PR #7214, opened 2021-09-08
Update Apache setup

hanserasmus:
If you don't disable the default apache site, you get the default Ubuntu Apache site. This may confuse users.


jeremystretch:
I've never needed to do this when installing NetBox using Apache. If you believe it's necessary, please submit an issue for discussion.

PR #7218, opened 2021-09-08
Fixes #7162: Decouple base path rendering from API request logic

### LINKED ISSUE #7162: Failed to load resource, 404 while using BASE_PATH

jeremystretch:
### Fixes: #7162

This is a more fleshed out implementation of my initial proposal under PR #7172. This removes the need to ever detect or calculate the `BASE_PATH` (if configured) in the front end. All URLs are rendered in the back end and passed via context in the template for reference by the front end.


thatmattlove (approved):
Based on semi-limited testing, looks good to me!

PR #7308, opened 2021-09-20
Fix #7118: Make custom field URLs clickable in tables

### LINKED ISSUE #7118: Clickable URLs in custom field
### NetBox version

v3.0.0

### Feature type

### Proposed functionality

When viewing the `ipam/services/` table with a custom URL field on services I want to be able to click the URL to open it in a new tab.

### Use case

Currently, you have to go to the service details to have a clickable URL for custom fields.
It would be faster if I could go to the custom field URL directly from the services table.

### Database changes

_No response_

### External dependencies

_No response_

Paktosan:
### Fixes: #7118

These changes set `linkify=True` for the table column when the custom field is of the URL type.

### DIFF
--- a/netbox/utilities/tables.py
+++ b/netbox/utilities/tables.py
@@ -11,6 +11,7 @@ from django_tables2 import RequestConfig
 from django_tables2.data import TableQuerysetData
 from django_tables2.utils import Accessor
 
+from extras.choices import CustomFieldTypeChoices
 from extras.models import CustomField
 from .utils import content_type_name
 from .paginator import EnhancedPaginator, get_paginate_count
@@ -344,11 +345,15 @@ class CustomFieldColumn(tables.Column):
     """
     Display custom fields in the appropriate format.
     """
+
     def __init__(self, customfield, *args, **kwargs):
         self.customfield = customfield
         kwargs['accessor'] = Accessor(f'custom_field_data__{customfield.name}')
         if 'verbose_name' not in kwargs:
             kwargs['verbose_name'] = customfield.label or customfield.name
+
+        linkify = bool(customfield.type == CustomFieldTypeChoices.TYPE_URL)
+        kwargs.setdefault('linkify', linkify)
 
         super().__init__(*args, **kwargs)
 


Paktosan:
At this point I would like to thank @jeremystretch for his Coding Livestreams which gave me the insight needed for doing this.

netbox/utilities/tables.py
```diff
@@ -344,13 +345,17 @@ class CustomFieldColumn(tables.Column):
...
     """
+
     def __init__(self, customfield, *args, **kwargs):
         self.customfield = customfield
         kwargs['accessor'] = Accessor(f'custom_field_data__{customfield.name}')
         if 'verbose_name' not in kwargs:
             kwargs['verbose_name'] = customfield.label or customfield.name
 
-        super().__init__(*args, **kwargs)
+        if customfield.type == CustomFieldTypeChoices.TYPE_URL:
```
jeremystretch, line 355: You've got the right idea! I would just suggest a minor tweak in execution. Ideally, we want to default to linkifying this value for URL fields, but still ultimately allow it to be disabled upon instantiation if desired.

So instead of setting the `linkify` kwarg directly, we can do something like this:

```
linkify = bool(customfield.type == CustomFieldTypeChoices.TYPE_URL)
kwargs.setdefault('linkify', linkify)
```

`setdefault` will set `linkify` to True only if the argument hasn't been specified; otherwise, it will be left alone.

Then we can just call `super().__init__(*args, **kwargs)` normally.

jeremystretch (changes requested):
Thanks for digging into this!

Paktosan:
For some reason, when I worked on it today on a different machine it was not functioning properly.
While the custom column looks completely fine, the link seems to be malformed and always show to the address of the object.
Example: `<a href="/virtualization/clusters/3/">https://google.com</a>`
I am pretty sure I have not seen this behavior on the machine I worked on yesterday.
Unfortunately, I am clueless why this is happening now. :(

jeremystretch:
Sorry, I think I lost sight of what you were trying to accomplish in my initial review. Setting `linkify=True` on the table column indeed links to the object itself. To embed an arbitrary hyperlink, we need to generate the hyperlink ourselves within the `render()` method. I can take care of this real quick. Thanks again for giving it a shot!

PR #9695, opened 2022-07-10
Add Tenant Group column to tables #9686

### LINKED ISSUE #9686: Add Tenant Group column to tables
### NetBox version

v3.2.5

### Feature type

New functionality

### Proposed functionality

Add a new column to display the Tenant Group of the records Tenant.

This would require a new column `tenant_group` on all tables which also has the `tenant` column.

It would not be a default column.

It would also require (For performance reasons) that the tenant.group is prefetched in all views.

### Use case

Our use case is that we represent a customer as a Tenant Group and theirs different contracts as Tenants. This means that we end up with a contract number as the Tenant name, which makes it a bit hard to figure out at a glance which customer a thing belongs to.

If we could add the Tenant Group (Which contains the customer name) to the table, it would solve our user experience issue.

### Database changes

None

### External dependencies

None

hagbarddenstore:
### Fixes: #9686

Add a column to display Tenant Group on tables which already displays the Tenant.

### DIFF
--- a/netbox/tenancy/tables/columns.py
+++ b/netbox/tenancy/tables/columns.py
@@ -3,6 +3,7 @@ import django_tables2 as tables
 __all__ = (
     'TenantColumn',
     'TenantGroupColumn',
+    'TenancyColumnsMixin',
 )
 
 
@@ -50,3 +51,7 @@ class TenantGroupColumn(tables.TemplateColumn):
     def value(self, value):
         return str(value) if value else None
 
+
+class TenancyColumnsMixin(tables.Table):
+    tenant_group = TenantGroupColumn()
+    tenant = TenantColumn()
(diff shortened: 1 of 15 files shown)


netbox/tenancy/tables/columns.py
```diff
@@ -24,3 +26,32 @@ def __init__(self, *args, **kwargs):
...
     def value(self, value):
         return str(value) if value else None
+
+
+class TenantGroupColumn(tables.TemplateColumn):
+    """
+    Include the tenant group description.
+    """
+    template_code = """
+    {% if record.tenant and record.tenant.group %}
```
jeremystretch, line 36: This is where we need to be careful with regard to prefetching. Because the column itself doesn't define an accessor, the tenant group doesn't get prefetched in the queryset. Instead, a separate query is made for `tenant.group` as needed for each unique tenant. I think we can resolve this by specifying `tenant__group` as the accessor for the column and tweaking the template code, but I'll merge this as-is and try a few things.

jeremystretch:
Thanks for taking this!

PR #9696, opened 2022-07-10
Fixes #9632 - Focus on select field after populating data

### LINKED ISSUE #9632: Filter fields on drop downs don't gain focus automatically
### NetBox version

v3.1.11

### Python version

3.9

### Steps to Reproduce

1. Go to the sites list
2. Select the filter tab
3. Click the "Region", "Tenant", "Site Group" or any other drop-down option that prompts you with a "filter" search box - the cursor isn't automatically focussed to this filter text field.

### Expected Behavior

Like the "Status" and "Tags" filter fields that present a "search" input text box, all filtering text inputs should automatically gain keyboard focus for 0-click text entry.

### Observed Behavior

The "filter" field text boxes remain unfocussed and require an additional mouse-click.

kkthxbye-code:
### Fixes: #9632

Adds a call to `focus()` on the search field in select boxes when data is loaded from the API. This prevents cases where focus is not set if the API doesn't respond immediately.


jeremystretch:
Nice, thanks!

PR #9700, opened 2022-07-11
Fixes: #9656 Re-order journal list and form

PieterL75:
### Fixes: #9656 Re-order journal list and form

On the the Journal tab, the 'table' of entries is placed above the 'add journal' card.


jeremystretch:
Thanks!

PR #9712, opened 2022-07-13
Include Network information in Prefix Template Issue:#9505

### LINKED ISSUE #9505: Include Network information in Prefix/Aggregate view
### NetBox version

v3.2.4

### Feature type

### Proposed functionality

Inlcude additinal information in the Prefix/Aggregate view to make it easier for admins to get more knowledge to the network.
The example would be the output of sipcalc. For me the most valueable information is boradcast address, quick view on the usable range and cisco wildcard address.

```
$ sipcalc 10.14.0.0/19
-[ipv4 : 10.14.0.0/19] - 0

[CIDR]
Host address		- 10.14.0.0
Host address (decimal)	- 168689664
Host address (hex)	- A0E0000
Network address		- 10.14.0.0
Network mask		- 255.255.224.0
Network mask (bits)	- 19
Network mask (hex)	- FFFFE000
Broadcast address	- 10.14.31.255
Cisco wildcard		- 0.0.31.255
Addresses in network	- 8192
Network range		- 10.14.0.0 - 10.14.31.255
Usable range		- 10.14.0.1 - 10.14.31.254
```

### Use case

Get additional network information more quickly.

### Database changes

_No response_

### External dependencies

_No response_

renatoalmeidaoliveira:
### Fixes: #9505
Add Network Mask,  Broadcast Address, and Wildcard Mask to prefix template

### DIFF
--- a/netbox/templates/ipam/prefix.html
+++ b/netbox/templates/ipam/prefix.html
@@ -143,6 +143,32 @@
               {% endwith %}
             </td>
           </tr>
+	  {% if object.prefix.version == 4 %}
+	  <tr>
+	    <td>
+		    Network Mask
+            </td>
+	    <td>
+		    {{ object.prefix.netmask }}		
+            </td>
+	  </tr>
+	  <tr>
+	    <td>
+		    Broadcast Address
+            </td>
+	    <td>
+		    {{ object.prefix.broadcast }}		
+            </td>
+	  </tr>
+	  <tr>
+	    <td>
+		    Wildcard Mask
+            </td>
+	    <td>
+		    {{ object.prefix.hostmask }}		
+            </td>
+	  </tr>
+	  {% endif %}
         </table>
       </div>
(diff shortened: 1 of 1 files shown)


jeremystretch:
Rather than adding this information to the main panel where it will take up valuable screen space, a pop-up modal might be more appropriate. I'd expect that this information isn't of interest in the vast majority of cases, so it would be best to tuck it away where it can be summoned as needed (e.g. by clicking a "details" button next to the prefix value).

renatoalmeidaoliveira:
Do you think in something like the Delete modal?

renatoalmeidaoliveira:
@jeremystretch what do you think? this time with modal.
image

jeremystretch:
I'd like to reposition the button, but this looks good, thanks!

jeremystretch:
CI failure is unrelated to changes.

PR #9716, opened 2022-07-13
Closes #9599: Add cursor pagination mode

### LINKED ISSUE #9599: Provide CursorPagination as an alternative to LimitOffsetPagination
### NetBox version

v3.2.5

### Feature type

### Proposed functionality

The proposed functionality and use cases are well documented in https://github.com/netbox-community/netbox/issues/3699 which was closed by the stale bot. This creates a new issue for it. I am willing to implement and own the changes once it gets accepted. (I've actually already implemented a working version of it. I'll be happy to submit a PR and refine it. )

To reiterate the things that were discussed in the original issue:

Provide an option to use **CursorPagination** instead of the default **LimitOffsetPagination** for all GET endpoints that retrieve a list of objects. This will allow clients to retrieve a consistent list of objects even if elements are changed/removed during iteration.

### Proposed changes:
- Interface: provide a new query parameter `pagination_mode` so clients can choose to use **CursorPagination**. When in **CursorPagination** mode, `limit` can be used to control page size (it has the same functionality as `limit` in **LimitOffsetPagination** mode). **LimitOffsetPagination** is still the default so the change will not effect any existing clients.
- Implementation: implement a custom Pagination class that uses either **CursorPagination** or **LimitOffsetPagination** depending on `pagination_mode`. Internally, it still uses the pagination implementation provided by Django REST. When in **CursorPagination** mode, records will be returned in "-create" order.

#### 1. Get/Delete/Update all records
With **LimitOffsetPagination**, it is difficult to do this consistently. Take getting all records of a data model as an example: if I have a loop that fetches records page by page, it may end up missing valid records because a record is deleted while the script is running and the offsets are no longer valid.

To work around problems like this, the script needs to iterate through the list multiple times until it gets a "stable" list.

This also applies to attempts to delete or update all records. It is even more difficult to deal with if the update is not idempotent as it is not an option to apply the update multiple times.

#### 2. Pagination on a large dataset
As mentioned in [Django REST framework documentation](https://www.django-rest-framework.org/api-guide/pagination/#cursorpagination:~:text=Supports%20usage%20with%20very%20large%20datasets.%20With%20extremely%20large%20datasets%20pagination%20using%20offset%2Dbased%20pagination%20styles%20may%20become%20inefficient%20or%20unusable.%20Cursor%20based%20pagination%20schemes%20instead%20have%20fixed%2Dtime%20properties%2C%20and%20do%20not%20slow%20down%20as%20the%20dataset%20size%20increases.), **LimitOffsetPagination** may become inefficient on extremely large datasets and **CursorPagination** has fixed-time properties.

### Database changes

None

### External dependencies

None

lyuyangh:
### Fixes: #9599
Implemented `TwoModePagination` to support both [Cursor Pagination](https://www.django-rest-framework.org/api-guide/pagination/#cursorpagination) and Limit Offset Pagination (default). The client can now specify `pagination_mode=cursor` to use Cursor Pagination. Please see Swagger UI for more information.
- `CursorPaginationWithNoLimit` follows `OptionalLimitOffsetPagination` and allows the client to turn off limit by specifying `limit=0`. Most of the code is copied from the stock implementation of `CursorPagination`.
- When in Cursor Pagination mode, it returns the results in "-create"
Screen Shot 2022-08-10 at 2 12 49 PM


netbox/netbox/api/pagination.py
```diff
@@ -83,3 +87,167 @@ def get_queryset_count(self, queryset):
...
+                if MAX_PAGE_SIZE:
+                    return MAX_PAGE_SIZE if page_size == 0 else min(page_size, MAX_PAGE_SIZE)
+                return page_size
+            except (KeyError, ValueError):
+                pass
+
+        return self.default_page_size
+
+
+class TwoModePagination(BasePagination):
```
jeremystretch, line 199: I understand why this class was introduced, given that DRF does not support dynamic paginator selection, but I'm afraid this approach isn't tenable. We need to keep the paginator construction relatively simple to ensure its long-term maintainability, and using a sort of proxy class to choose between two different paginators is far from ideal.

Instead, we should be able to override the `paginator()` method of GenericAPIView to select one class or the other based on the value of the `pagination_mode` parameter. (`self.request` is accessible when `paginator()` is called.) I

If that ends up not being feasible, perhaps a reasonable compromise would be expose the paginator as a NetBox configuration parameter. This would allow an administrator to designate either pagination strategy application-wide, however it would not be user-selectable.

jeremystretch:
Thanks for you work on this @lyuyangh! Per my comment above, we'll need to come up with a simpler way to handle the selection of the paginator class, but I think I can solve that. I'm going to merge this PR into an intermediary branch for now to continue work on it.

lyuyangh:
Hi @jeremystretch , thanks for reviewing the PR and taking this over! Now that you are working on it, I know it is in good hands.

jeremystretch:
Hi @lyuyangh, do you have any idea about the first issue I mentioned [here](https://github.com/netbox-community/netbox/pull/10764#issuecomment-1292640255)? Seems that it was an issue with the original PR that arose sometime after it was opened, maybe due to a change in DRF version.

Issue #9713, opened 2022-07-13
Can't clear Device field Rack in UI


JulijusBertasius:
### NetBox version

v3.2.6

### Python version

3.8

### Steps to Reproduce

1. In UI press any racked device edit button
2. Press x in rack field

I tried it on 2 different computers and 3 different browsers. Problems also happens on devices I tried in demo.netbox.dev.

### Expected Behavior

Rack field is empty

### Observed Behavior

Page freezes

kkthxbye-code:
Like #9734 this is also caused by #9696 - should be fixed in #9735.

I have no idea how it manages to freeze the browser, it might be a Chrome bug, as it doesn't happen in firefox. Seems to be related to setting focus on an element while it is being manipulated in another way.

jeremystretch:
I'm going to close this as covered by #9734, but please ask to have it reopened if you determine that #9735 does not address the problem.

PR #9735, opened 2022-07-15
Fixes #9734 & #9713 - Only set focus on select field search boxes if the select is open

### LINKED ISSUE #9734: Other select fields steal focus if the choice filters other select fields (caused by #9632)
### NetBox version

v3.2.6

### Python version

3.10

### Steps to Reproduce

1. Create manufacturer test
2. Create devicetype test with manufacturer test
3. Go to create device form
4. Select test under manufacturer

### Expected Behavior

Select field closes.

### Observed Behavior

The devicetype field opens and take focus.

kkthxbye-code:
### Fixes: #9734 and #9713

This was caused by me missing that selecting fields like manufacturer would pre-load the dependant field (devicetype).

I have no idea if there's a smarter way of knowing if the select field is open. Checking for visibility in javascript seems like a nightmare, and I was unable to find a built-in property or method in slim-select that tells you if a select field is open.

I did try with `this.slim.data.contentOpen`, however it will return false when the select is in the process of opening, as it is only set on animation completion. Not sure if that is an actual issue though, as slim-select will set the focus correctly if the API returns fast.


jeremystretch:
Thanks for jumping on this so quickly!

PR #9755, opened 2022-07-17
Fixes #9754 - Fix chrome deadlock when opening some select fields

### LINKED ISSUE #9754: Selecting the position field on device creation page without selecting a rack crashes the chrome tab
### NetBox version

v3.2.7-dev

### Python version

3.10

### Steps to Reproduce

1. Navigate to the device creation form
2. Click on the "Position" select field

### Expected Behavior

Select field opens

### Observed Behavior

Chrome tab crashes. Firefox works fine.

I have absolutely no idea what is going on here. Must be some kind of race condition with slim-selects own call to focus and netbox.

kkthxbye-code:
### Fixes: #9754

This PR tries to fix an unidentified deadlock in chrome when opening certain slim-select fields. I tested as much as I could, but as I am still not sure what actually causes this, I think another valid (maybe safer) solution would be to revert #9735 and #9696 and reopen #9632 until someone who can untangle the hell of async events being fired when opening a slim-select field - I'll let you decide @jeremystretch .


kkthxbye-code:
After having a look around I think the issue might be an infinite loop stemming from the eventlistener:

https://github.com/brianvoe/slim-select/blob/e6b42a9c11ba743fab63b5f909d8499239362d98/src/slim-select/slim.ts#L420

As such I am not confident in this fix, or any fix that calls focus() on the input. Not sure how to fix it with messing with unregistering the listener, and as we are already kinda misusing slim-select internals, that's not something I'm comfortable handling correct.

I created a new PR to revert the previous changes. When that is done, we need to re-open #9632 and waiting for someone with more js experience to show up.

PR #9807, opened 2022-07-20
Add DEVELOPER setting to example config

### LINKED ISSUE #9806: Add DEVELOPER setting to configuration.example.py
### Proposed Changes

Adding the `DEVELOPER = False` setting to the configuration.example.py would make it easier to find and better documented (in addition to the developer setup documentation, of course).

### Justification

I'm an idiot and set `DEVELORERS = True` and was very confused for several minutes when I tried to create database migrations. Just creating issue + PR here on the offchance of saving anybody else the trouble in the future.

rixx:
### Fixes: #9806

As described, adds a default setting so people with similarly bad typing skills won't be as confused.

### DIFF
--- a/netbox/netbox/configuration_example.py
+++ b/netbox/netbox/configuration_example.py
@@ -103,6 +103,9 @@ CORS_ORIGIN_REGEX_WHITELIST = [
 # on a production system.
 DEBUG = False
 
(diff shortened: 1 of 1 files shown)


jeremystretch:
Please see my comment on #9806 for why this won't be merged.

PR #9854, opened 2022-07-27
Fixes #9758: Fix path end device and provider network information on CableTable and DeviceInterfaceTable

### LINKED ISSUE #9758: v3.3-beta1: Connection field in interfaces view of device only shows name of connection not device
### NetBox version

v3.3-beta1

### Python version

3.10

### Steps to Reproduce

1. Open device show connection field in table
2. Connect interface to another device
3. 
image

### Expected Behavior

V3.2.6 connection field shows devicename + port assigned
image

### Observed Behavior

Connection field only shows portname instead of device_name > portname

jaylik:
### Fixes: #9758 

Please note that this won't fix existing CablePath objects that are marked with is_complete = False when path is initially connected

### DIFF
--- a/netbox/dcim/models/cables.py
+++ b/netbox/dcim/models/cables.py
@@ -576,6 +576,7 @@ class CablePath(models.Model):
                         [object_to_path_node(circuit_termination)],
                         [object_to_path_node(circuit_termination.provider_network)],
                     ])
+                    is_complete = True
                     break
                 elif circuit_termination.site and not circuit_termination.cable:
                     # Circuit terminates to a Site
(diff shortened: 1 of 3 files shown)


netbox/dcim/models/cables.py
```diff
@@ -576,6 +576,7 @@ def from_origin(cls, terminations):
                         [object_to_path_node(circuit_termination)],
                         [object_to_path_node(circuit_termination.provider_network)],
                     ])
+                    is_complete = True
```
jeremystretch, line 579: This isn't needed for this change.

jeremystretch (commented):
Apologies, I forgot we had a PR in for this and resolved #9758 while knocking out some other stuff for v3.3.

(Task requirements):
Pick each line holding the word "TenancyColumnsMixin" out of the listing.

(Answer):
+    'TenancyColumnsMixin',
+class TenancyColumnsMixin(tables.Table):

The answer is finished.